BL Research Bureau

The government of West Bengal pulling out of Ayushman Bharat has been an unpleasant development for the much-touted health insurance scheme, no doubt. With West Bengal ranking in the top 5 states in terms of hospital empanelments (about 1240 hospitals) under the scheme, its sudden withdrawal could impact its neighbouring states.

Industry players say that a large number of people from Bihar, Jharkhand and Chhattisgarh go to West Bengal (mainly Kolkata) for complicated/tertiary care in the past. Currently under the scheme, portability is allowed and is a key positive. Under this, a beneficiary can go for treatment to other states.

The pulling back of West Bengal from Ayushman Bharat could hence impact some states that have inadequate capacity or infrastructure to handle complex procedures.

Why it pulled out

The government of West Bengal has a health insurance scheme, named ‘Swasthyasathi’, which has been running in the State since the beginning of 2017. In the MoU for the Ayushman Bharat scheme, which was signed between the state and the central governments, it was clearly stipulated that the State would retain the name Swathyasathi. Hence, a the Swathyasathi family card was to be used with reference to the central government’s stipulation of a family card under Ayushman Bharat scheme.

The state communicating its withdrawal from the Ayushman Bharat scheme said that given all these pre-decided stipulations, it is unclear why the Centre unilaterally decided to issue entitlement letter/card directly to the beneficiaries. The letter issued by the Centre carries the name of the scheme as PMJAY with Prime Minister Narendra Modi’s picture and lotus logo of the scheme, in the regional language.
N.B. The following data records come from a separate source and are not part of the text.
PR #145, opened 2023-02-08
Fix Pattern Settings Persistence

BryonLewis:
Updates the pattern settings so they persist between opening and closing the settings location.

### DIFF
--- a/vue/src/components/SettingsPanel.vue
+++ b/vue/src/components/SettingsPanel.vue
@@ -4,90 +4,110 @@ import type { Ref } from "vue";
 import { state } from "../store";
 import { updatePattern } from "../interactions/fillPatterns";
 
-const showSiteOutline = computed({ 
-  get() {  return state.filters.showSiteOutline || false },
-  set(val: boolean) {state.filters = { ...state.filters, showSiteOutline: val} }
+const showSiteOutline = computed({
+  get() {
+    return state.filters.showSiteOutline || false;
+  },
+  set(val: boolean) {
+    state.filters = { ...state.filters, showSiteOutline: val };
+  },
 });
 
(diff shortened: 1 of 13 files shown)


aashish24:
@BryonLewis, thanks for pushing this. The changes look reasonable, but I would have @mvandenburgh give his thumbs up. I haven't tried to install it locally.

vue/src/components/SettingsPanel.vue
```diff
@@ -5,11 +5,11 @@ import type { Ref } from "vue";
...
-const showSiteOutline: Ref<boolean> = ref(false);
-const groundTruthPattern: Ref<boolean> = ref(false);
-const otherPattern: Ref<boolean> = ref(false);
-const patternThickness = ref(1);
-const patternOpacity = ref(255);
+const showSiteOutline: Ref<boolean> = ref(state.filters.showSiteOutline || false);
+const groundTruthPattern: Ref<boolean> = ref(state.filters.groundTruthPattern || false);
+const otherPattern: Ref<boolean> = ref(state.filters.otherPattern || false);
+const patternThickness = ref(state.patterns?.patternThickness || 1);
+const patternOpacity = ref(state.patterns?.patternOpacity || 255);
```
mvandenburgh, line 11: Instead of allocating new refs, and having watchers updating the "real" values in the `state` object, why not make these `computed` and have a computed setter for modifying the `state.*` values directly?

BryonLewis: Good point, I was just patching the issue but this makes more sense to do.

mvandenburgh (approved):

aashish24:
@BryonLewis looks like some checks are failing.

PR #147, opened 2023-02-10
site-summary ingest endpoint

mvandenburgh:
Adds a new endpoint for ingesting `site-summary` JSONs.


mvandenburgh:
I'd like to refactor these endpoints to use pydantic/django-ninja, instead of the current approach which uses `TypedDicts` with several helper functions for extracting data from them. I'll make a follow-up PR for that.

BryonLewis (approved):
Pulled and tested.

More a comment/question than a change request:
Should these be tagged with some client side information that makes them different than a standard model run?  I.E, we have `parameters:{ground_truth: true}` on model runs that are ground truth.  Is there any reason these will need to be tagged separately to differentiate them from other runs?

Portability: Vital for success

A critical aspect of Ayushman Bharat is the portability, wherein people can get treatment from other states too, free of cost. For now, states that already had health insurance schemes are doing well, and they have been able to seamlessly integrate their existing health schemes with the Ayushman Bharat. Hence, keeping states such as Gujarat, Chhattisgarh and Tamil Nadu which already had existing health schemes on board will be critical for the success of Ayushman Bharat.

Divyanshu Jha, Deputy Development Commissioner, CEO, Zila Parishad, Ranchi, Jharkhand, however feels that one or two states pulling out will only shift the equilibrium in the interim. “West Bengal pulling out is a concern as there is a large outflow of patients to the State. But once people realise that they will have to shell out for treatment in West Bengal, they will move to other states such as Delhi, Tamil Nadu, Uttar Pradesh etc., and hence getting portability to function smoothly is imperative under the scheme.”

Jharkhand is one of the greenfield states (no health insurance scheme in the past) that has shown good progress under this scheme. Of the total 35,000 claims submitted by Jharkhand under the scheme, about 382 are portable cases — beneficiaries of Jharkhand getting treatment outside the State. While these do not include number of people getting treatment done in West Bengal, they indicate the flow of people to other states for various treatments due to lack of requisite infrastructure to handle critical/tertiary procedures.

According to Divyanshu Jha, national portability is imperative. “Given that in Jharkhand internal capacities for higher sophisticated procedures is less, patients who access services outside the State are substantial and hence we are actively working to resolve the issue of acceptance of our state beneficiaries in other states under Ayushman Bharat. The transaction management system (TMS) within the State is different from that outside the State. The integration of the two is imperative. We are moving in that direction.”